[Stored data entries]

"""

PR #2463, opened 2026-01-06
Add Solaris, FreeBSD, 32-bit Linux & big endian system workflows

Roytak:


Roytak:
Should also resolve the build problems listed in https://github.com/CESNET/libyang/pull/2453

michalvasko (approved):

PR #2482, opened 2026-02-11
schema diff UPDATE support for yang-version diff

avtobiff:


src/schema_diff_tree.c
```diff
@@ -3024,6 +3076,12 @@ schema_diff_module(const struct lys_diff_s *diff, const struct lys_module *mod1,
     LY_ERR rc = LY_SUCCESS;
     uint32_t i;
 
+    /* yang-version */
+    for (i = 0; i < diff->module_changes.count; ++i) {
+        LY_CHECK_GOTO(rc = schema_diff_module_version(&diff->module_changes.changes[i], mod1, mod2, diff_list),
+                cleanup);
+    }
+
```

"""

▸ **Work item**
Set out exactly the lines from the one bearing "src/schema_diff_tree.c" through the end of the data, including both ends and omitting all others.

▸ **Result of this exercise**
src/schema_diff_tree.c
```diff
@@ -3024,6 +3076,12 @@ schema_diff_module(const struct lys_diff_s *diff, const struct lys_module *mod1,
     LY_ERR rc = LY_SUCCESS;
     uint32_t i;
 
+    /* yang-version */
+    for (i = 0; i < diff->module_changes.count; ++i) {
+        LY_CHECK_GOTO(rc = schema_diff_module_version(&diff->module_changes.changes[i], mod1, mod2, diff_list),
+                cleanup);
+    }
+
```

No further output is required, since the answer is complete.